• Abel ouvre la marche, Eden lui emboîte le pas. Elle n'est pas mécontente de trouver un peu de temps, hors de ce commissariat sinistre, pour questionner à son tour le charmant inspecteur. Quand ils se retrouvent dehors, sur l'avenida, le soleil de dix heures déjà les aveugle. Eden sort immédiatement ses lunettes noires de son sac à main, une bonne manière de cacher ses yeux cernés aussi ; l'inspecteur marche toujours devant d'un pas alerte, elle court presque derrière lui pour le suivre. Soudain il s'arrête, tout occupée à ranger son sac, Eden se cogne à lui, il se retourne et sourit :
    - Désolé, je marche trop vite ; et je suis impoli, je ne vous attends même pas.
    - Ce n'est rien.
    - Les habitudes de la profession, normalement c'est avec mes lieutenants que je sors de ce commissariat, pas avec de jolies femmes. J'ai perdu l'habitude des bonnes manières.

    Eden lui sourit gentiment en haussant les épaules. Il lui prend le bras.
    - Marchons bras dessus, bras dessous.
    - Oui, nous nous soutiendrons mutuellement.
    - Vous n'avez vraiment pas dormi de la nuit ?
    - Pas un seul instant.
    - Cet homicide vous a impressionné ?
    - C'est le moins que l'on puisse dire.
    Elle n'ajoute pas que ce n'est pas la vue de cette femme qui l'avait tant troublée.
    - Ah, nous y sommes.
    Abel recule la chaise d'une petite table à l'écart, sur la terrasse de l'Antiqua Sappore ; Eden prend place.
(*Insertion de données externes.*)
PR #162, opened 2017-10-02
for level 1, we need to be able to spawn an agent on solutionCheck()

WilliamHarmonMS:
doAgentSpawn() is probably a bit messy. If the level is an agent level, doAgentSpawn() is called at init with a passed in levelData so you get the normal behavior. If you call it manually on a non-agent level, with a first argument of null, you spawn the agent at the index you passed in.

I've got ideas about how to clean this up, but also welcome any input you guys might want.

### DIFF
--- a/src/js/game/LevelMVC/LevelModel.js
+++ b/src/js/game/LevelMVC/LevelModel.js
@@ -68,7 +68,7 @@ module.exports = class LevelModel {
       this.controller.player = this.player;
 
       if (levelData.useAgent) {
-        this.doAgentSpawn(levelData);
+        this.spawnAgent(levelData);
       }
     }
 
@@ -76,13 +76,13 @@ module.exports = class LevelModel {
     this.computeFowPlane();
   }
 
-  doAgentSpawn(levelData = null, aX = -1, aY = -1) {
+  spawnAgent(levelData, positionOverride, directionOverride) {
     this.usingAgent = true;
     let [x, y] = [0, 0];
     let direction = 0;
     let name = "";
     let key = "";
-    if (levelData !== null) {
+    if (levelData) {
       [x, y] = levelData.agentStartPosition;
       direction = levelData.agentStartDirection;
       name = "PlayerAgent";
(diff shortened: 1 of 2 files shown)


src/js/game/LevelMVC/LevelModel.js
```diff
@@ -68,19 +68,44 @@ module.exports = class LevelModel {
       this.controller.player = this.player;
 
       if (levelData.useAgent) {
-        this.usingAgent = levelData.useAgent;
-        [x, y] = levelData.agentStartPosition;
-        const startingBlock = this.actionPlane.getBlockAt(levelData.agentStartPosition);
-        this.agent = new Agent(this.controller, "PlayerAgent", x, y, "Agent", !startingBlock.getIsEmptyOrEntity(), levelData.agentStartDirection);
-        this.controller.levelEntity.pushEntity(this.agent);
-        this.controller.agent = this.agent;
+        this.doAgentSpawn(levelData);
```
Hamms: nit; `spawnAgent` is a _lot_ more readable

src/js/game/LevelMVC/LevelModel.js
```diff
@@ -68,19 +68,44 @@ module.exports = class LevelModel {
...
       }
     }
 
     this.computeShadingPlane();
     this.computeFowPlane();
   }
 
+  doAgentSpawn(levelData = null, aX = -1, aY = -1) {
```
Hamms: something like `agentSpawn(levelData, positionOverride, directionOverride)` would be a lot cleaner. It combines the X and Y into one position argument, which is semantically more accurate, adds the direction so we don't have to hardcode it, and also means that all arguments will default to `undefined` if not specified, which is again semantically more accurate than `null` or `-1`

WilliamHarmonMS: Oh right, because you don't need to give explicitly defined default arguments in JS. 😰 

I can change that for sure. I'm just in general not in love with having to add a case to the function that is -only- used for one special unique level but... I can make this cleaner.

WilliamHarmonMS:
@Hamms PTAL whenever you like. I addressed some of the PR feedback and hopefully it's less of a mess.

L'inspecteur commande immédiatement deux cafés Bourbon.

    - Je ne sais pas si vous connaissez les cafés brésiliens. Le bourbon est d'une grande douceur. Je trouve que c'est un café très subtil. Celui qu'ils servent ici vient du Minais Gerais. Y êtes-vous déjà allée ?
    - Je suis allée plus au nord, dans le bassin amazonien, et à Sao Paolo...
    - Ce n'est pas grave, c'est le café qui vient à vous. Vous allez le goûter, c'est le meilleur, vous m'en direz des nouvelles. Comment connaissez-vous cet endroit ?
    - J'y suis venue avec des amis, qui voulaient me faire entendre de la bonne samba. Le soir il y a des groupes qui viennent jouer. Il y a une belle ambiance avec beaucoup d'amateurs.
    - A Rio je ne connais personne qui ne soit amateur de samba... Est-ce que vous avez aimé cette soirée ?
    - Oui, j'y suis même revenue seule. C'est très chaleureux et j'adore danser.
    - Comme hier soir... Vous avez été très imprudente le savez-vous ? Les abords du port sont un lieu particulièrement dangereux. Quand vous nous avez appelés nous avons fait le plus vite possible pour débarquer. J'ai bien enregistré le tremblement dans votre voix quand vous avez dit que vous aviez la trouille. A quelque minutes près la victime aurait pu être une jeune française un peu inconsciente...
    - Ne dramatisez pas. J'avais un peu exagéré côté caïpirinha. Je ne me suis pas sentie particulièrement en danger... avant la découverte du corps. Après, il est vrai que je n'en menais pas large.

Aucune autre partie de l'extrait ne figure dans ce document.